Excerpts from a dataset:
◆ ◆ ◆ ◆ ◆

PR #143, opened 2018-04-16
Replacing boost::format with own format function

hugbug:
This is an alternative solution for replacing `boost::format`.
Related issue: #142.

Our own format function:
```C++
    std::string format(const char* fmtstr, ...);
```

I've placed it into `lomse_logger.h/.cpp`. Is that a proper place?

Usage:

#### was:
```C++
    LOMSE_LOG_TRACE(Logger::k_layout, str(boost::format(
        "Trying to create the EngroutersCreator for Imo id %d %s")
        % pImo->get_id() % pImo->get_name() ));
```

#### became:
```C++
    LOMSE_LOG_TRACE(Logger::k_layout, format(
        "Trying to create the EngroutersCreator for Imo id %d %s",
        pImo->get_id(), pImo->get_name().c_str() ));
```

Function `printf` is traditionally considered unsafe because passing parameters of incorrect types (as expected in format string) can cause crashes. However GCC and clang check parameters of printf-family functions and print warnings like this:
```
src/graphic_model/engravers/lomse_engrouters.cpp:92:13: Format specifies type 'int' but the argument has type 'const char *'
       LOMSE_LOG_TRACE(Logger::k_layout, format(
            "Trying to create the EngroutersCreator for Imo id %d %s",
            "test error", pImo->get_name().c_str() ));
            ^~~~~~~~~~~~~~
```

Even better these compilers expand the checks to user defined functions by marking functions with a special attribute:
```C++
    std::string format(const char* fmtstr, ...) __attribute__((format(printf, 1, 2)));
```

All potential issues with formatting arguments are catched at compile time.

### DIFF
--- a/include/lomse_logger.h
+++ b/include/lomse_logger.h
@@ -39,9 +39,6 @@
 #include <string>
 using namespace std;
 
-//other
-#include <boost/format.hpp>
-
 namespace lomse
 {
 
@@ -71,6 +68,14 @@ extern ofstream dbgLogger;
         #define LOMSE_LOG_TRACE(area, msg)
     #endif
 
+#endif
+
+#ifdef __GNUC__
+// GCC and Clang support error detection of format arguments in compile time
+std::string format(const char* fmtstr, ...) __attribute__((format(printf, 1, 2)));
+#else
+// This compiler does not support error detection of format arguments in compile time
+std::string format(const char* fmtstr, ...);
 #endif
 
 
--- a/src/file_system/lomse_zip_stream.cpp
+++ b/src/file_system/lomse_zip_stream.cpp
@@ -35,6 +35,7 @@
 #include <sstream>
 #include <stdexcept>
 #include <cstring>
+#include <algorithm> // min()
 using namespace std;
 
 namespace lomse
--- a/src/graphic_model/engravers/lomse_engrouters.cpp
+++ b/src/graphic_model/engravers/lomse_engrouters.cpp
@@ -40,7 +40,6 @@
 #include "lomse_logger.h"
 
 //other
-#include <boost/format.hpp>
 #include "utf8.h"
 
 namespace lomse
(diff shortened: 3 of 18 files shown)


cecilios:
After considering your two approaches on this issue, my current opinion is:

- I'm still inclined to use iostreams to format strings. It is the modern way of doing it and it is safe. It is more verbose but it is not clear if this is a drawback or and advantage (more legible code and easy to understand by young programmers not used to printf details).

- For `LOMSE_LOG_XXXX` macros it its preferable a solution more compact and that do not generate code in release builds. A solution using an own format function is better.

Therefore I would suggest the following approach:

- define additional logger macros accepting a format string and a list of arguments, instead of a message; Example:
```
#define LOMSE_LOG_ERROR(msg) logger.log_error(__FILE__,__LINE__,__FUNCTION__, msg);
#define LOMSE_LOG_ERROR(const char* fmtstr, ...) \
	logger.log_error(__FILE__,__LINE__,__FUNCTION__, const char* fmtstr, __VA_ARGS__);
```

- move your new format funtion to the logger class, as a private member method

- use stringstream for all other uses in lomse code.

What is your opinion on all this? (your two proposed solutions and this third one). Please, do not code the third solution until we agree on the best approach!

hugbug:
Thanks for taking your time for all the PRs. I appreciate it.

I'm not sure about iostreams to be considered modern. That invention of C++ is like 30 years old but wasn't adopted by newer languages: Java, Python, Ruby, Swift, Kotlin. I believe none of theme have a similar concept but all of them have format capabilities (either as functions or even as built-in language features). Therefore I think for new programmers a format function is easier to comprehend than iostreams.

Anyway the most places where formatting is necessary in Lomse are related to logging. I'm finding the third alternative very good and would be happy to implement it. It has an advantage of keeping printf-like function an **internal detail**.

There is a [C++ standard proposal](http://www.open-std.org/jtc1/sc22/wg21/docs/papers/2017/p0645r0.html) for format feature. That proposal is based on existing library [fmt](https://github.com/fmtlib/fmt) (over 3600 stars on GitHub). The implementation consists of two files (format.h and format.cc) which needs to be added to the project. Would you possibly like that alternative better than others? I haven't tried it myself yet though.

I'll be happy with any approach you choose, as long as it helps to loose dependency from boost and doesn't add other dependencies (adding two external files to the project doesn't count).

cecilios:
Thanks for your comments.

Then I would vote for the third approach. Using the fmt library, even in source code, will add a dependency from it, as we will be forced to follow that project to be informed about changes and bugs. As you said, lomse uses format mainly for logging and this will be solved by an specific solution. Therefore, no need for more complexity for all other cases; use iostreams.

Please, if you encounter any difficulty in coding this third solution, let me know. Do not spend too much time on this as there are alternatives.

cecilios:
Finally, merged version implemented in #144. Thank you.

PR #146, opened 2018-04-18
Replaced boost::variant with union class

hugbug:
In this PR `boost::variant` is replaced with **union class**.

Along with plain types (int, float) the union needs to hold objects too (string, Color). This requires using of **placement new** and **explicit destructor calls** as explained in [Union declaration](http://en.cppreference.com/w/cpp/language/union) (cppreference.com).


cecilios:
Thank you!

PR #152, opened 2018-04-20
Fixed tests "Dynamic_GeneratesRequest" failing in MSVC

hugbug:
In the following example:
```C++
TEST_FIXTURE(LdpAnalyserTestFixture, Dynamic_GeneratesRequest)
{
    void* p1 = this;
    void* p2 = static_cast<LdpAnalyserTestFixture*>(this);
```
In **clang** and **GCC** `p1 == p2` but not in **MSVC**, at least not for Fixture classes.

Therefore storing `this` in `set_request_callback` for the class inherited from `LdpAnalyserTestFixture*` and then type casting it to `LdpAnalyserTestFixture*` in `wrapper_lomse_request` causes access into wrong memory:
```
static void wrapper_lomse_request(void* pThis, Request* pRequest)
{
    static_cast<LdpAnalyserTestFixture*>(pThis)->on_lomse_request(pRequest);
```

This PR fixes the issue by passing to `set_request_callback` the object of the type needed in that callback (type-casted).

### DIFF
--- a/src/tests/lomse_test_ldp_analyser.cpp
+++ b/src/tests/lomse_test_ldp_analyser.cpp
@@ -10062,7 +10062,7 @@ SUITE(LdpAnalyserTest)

◆ ◆ ◆ ◆ ◆

## PROBLEM TO WORK ON
The response has to contain every record shown above, unaltered and complete.

## SOLUTION
PR #143, opened 2018-04-16
Replacing boost::format with own format function

hugbug:
This is an alternative solution for replacing `boost::format`.
Related issue: #142.

Our own format function:
```C++
    std::string format(const char* fmtstr, ...);
```

I've placed it into `lomse_logger.h/.cpp`. Is that a proper place?

Usage:

#### was:
```C++
    LOMSE_LOG_TRACE(Logger::k_layout, str(boost::format(
        "Trying to create the EngroutersCreator for Imo id %d %s")
        % pImo->get_id() % pImo->get_name() ));
```

#### became:
```C++
    LOMSE_LOG_TRACE(Logger::k_layout, format(
        "Trying to create the EngroutersCreator for Imo id %d %s",
        pImo->get_id(), pImo->get_name().c_str() ));
```

Function `printf` is traditionally considered unsafe because passing parameters of incorrect types (as expected in format string) can cause crashes. However GCC and clang check parameters of printf-family functions and print warnings like this:
```
src/graphic_model/engravers/lomse_engrouters.cpp:92:13: Format specifies type 'int' but the argument has type 'const char *'
       LOMSE_LOG_TRACE(Logger::k_layout, format(
            "Trying to create the EngroutersCreator for Imo id %d %s",
            "test error", pImo->get_name().c_str() ));
            ^~~~~~~~~~~~~~
```

Even better these compilers expand the checks to user defined functions by marking functions with a special attribute:
```C++
    std::string format(const char* fmtstr, ...) __attribute__((format(printf, 1, 2)));
```

All potential issues with formatting arguments are catched at compile time.

### DIFF
--- a/include/lomse_logger.h
+++ b/include/lomse_logger.h
@@ -39,9 +39,6 @@
 #include <string>
 using namespace std;
 
-//other
-#include <boost/format.hpp>
-
 namespace lomse
 {
 
@@ -71,6 +68,14 @@ extern ofstream dbgLogger;
         #define LOMSE_LOG_TRACE(area, msg)
     #endif
 
+#endif
+
+#ifdef __GNUC__
+// GCC and Clang support error detection of format arguments in compile time
+std::string format(const char* fmtstr, ...) __attribute__((format(printf, 1, 2)));
+#else
+// This compiler does not support error detection of format arguments in compile time
+std::string format(const char* fmtstr, ...);
 #endif
 
 
--- a/src/file_system/lomse_zip_stream.cpp
+++ b/src/file_system/lomse_zip_stream.cpp
@@ -35,6 +35,7 @@
 #include <sstream>
 #include <stdexcept>
 #include <cstring>
+#include <algorithm> // min()
 using namespace std;
 
 namespace lomse
--- a/src/graphic_model/engravers/lomse_engrouters.cpp
+++ b/src/graphic_model/engravers/lomse_engrouters.cpp
@@ -40,7 +40,6 @@
 #include "lomse_logger.h"
 
 //other
-#include <boost/format.hpp>
 #include "utf8.h"
 
 namespace lomse
(diff shortened: 3 of 18 files shown)


cecilios:
After considering your two approaches on this issue, my current opinion is:

- I'm still inclined to use iostreams to format strings. It is the modern way of doing it and it is safe. It is more verbose but it is not clear if this is a drawback or and advantage (more legible code and easy to understand by young programmers not used to printf details).

- For `LOMSE_LOG_XXXX` macros it its preferable a solution more compact and that do not generate code in release builds. A solution using an own format function is better.

Therefore I would suggest the following approach:

- define additional logger macros accepting a format string and a list of arguments, instead of a message; Example:
```
#define LOMSE_LOG_ERROR(msg) logger.log_error(__FILE__,__LINE__,__FUNCTION__, msg);
#define LOMSE_LOG_ERROR(const char* fmtstr, ...) \
	logger.log_error(__FILE__,__LINE__,__FUNCTION__, const char* fmtstr, __VA_ARGS__);
```

- move your new format funtion to the logger class, as a private member method

- use stringstream for all other uses in lomse code.

What is your opinion on all this? (your two proposed solutions and this third one). Please, do not code the third solution until we agree on the best approach!

hugbug:
Thanks for taking your time for all the PRs. I appreciate it.

I'm not sure about iostreams to be considered modern. That invention of C++ is like 30 years old but wasn't adopted by newer languages: Java, Python, Ruby, Swift, Kotlin. I believe none of theme have a similar concept but all of them have format capabilities (either as functions or even as built-in language features). Therefore I think for new programmers a format function is easier to comprehend than iostreams.

Anyway the most places where formatting is necessary in Lomse are related to logging. I'm finding the third alternative very good and would be happy to implement it. It has an advantage of keeping printf-like function an **internal detail**.

There is a [C++ standard proposal](http://www.open-std.org/jtc1/sc22/wg21/docs/papers/2017/p0645r0.html) for format feature. That proposal is based on existing library [fmt](https://github.com/fmtlib/fmt) (over 3600 stars on GitHub). The implementation consists of two files (format.h and format.cc) which needs to be added to the project. Would you possibly like that alternative better than others? I haven't tried it myself yet though.

I'll be happy with any approach you choose, as long as it helps to loose dependency from boost and doesn't add other dependencies (adding two external files to the project doesn't count).

cecilios:
Thanks for your comments.

Then I would vote for the third approach. Using the fmt library, even in source code, will add a dependency from it, as we will be forced to follow that project to be informed about changes and bugs. As you said, lomse uses format mainly for logging and this will be solved by an specific solution. Therefore, no need for more complexity for all other cases; use iostreams.

Please, if you encounter any difficulty in coding this third solution, let me know. Do not spend too much time on this as there are alternatives.

cecilios:
Finally, merged version implemented in #144. Thank you.

PR #146, opened 2018-04-18
Replaced boost::variant with union class

hugbug:
In this PR `boost::variant` is replaced with **union class**.

Along with plain types (int, float) the union needs to hold objects too (string, Color). This requires using of **placement new** and **explicit destructor calls** as explained in [Union declaration](http://en.cppreference.com/w/cpp/language/union) (cppreference.com).


cecilios:
Thank you!

PR #152, opened 2018-04-20
Fixed tests "Dynamic_GeneratesRequest" failing in MSVC

hugbug:
In the following example:
```C++
TEST_FIXTURE(LdpAnalyserTestFixture, Dynamic_GeneratesRequest)
{
    void* p1 = this;
    void* p2 = static_cast<LdpAnalyserTestFixture*>(this);
```
In **clang** and **GCC** `p1 == p2` but not in **MSVC**, at least not for Fixture classes.

Therefore storing `this` in `set_request_callback` for the class inherited from `LdpAnalyserTestFixture*` and then type casting it to `LdpAnalyserTestFixture*` in `wrapper_lomse_request` causes access into wrong memory:
```
static void wrapper_lomse_request(void* pThis, Request* pRequest)
{
    static_cast<LdpAnalyserTestFixture*>(pThis)->on_lomse_request(pRequest);
```

This PR fixes the issue by passing to `set_request_callback` the object of the type needed in that callback (type-casted).

### DIFF
--- a/src/tests/lomse_test_ldp_analyser.cpp
+++ b/src/tests/lomse_test_ldp_analyser.cpp
@@ -10062,7 +10062,7 @@ SUITE(LdpAnalyserTest)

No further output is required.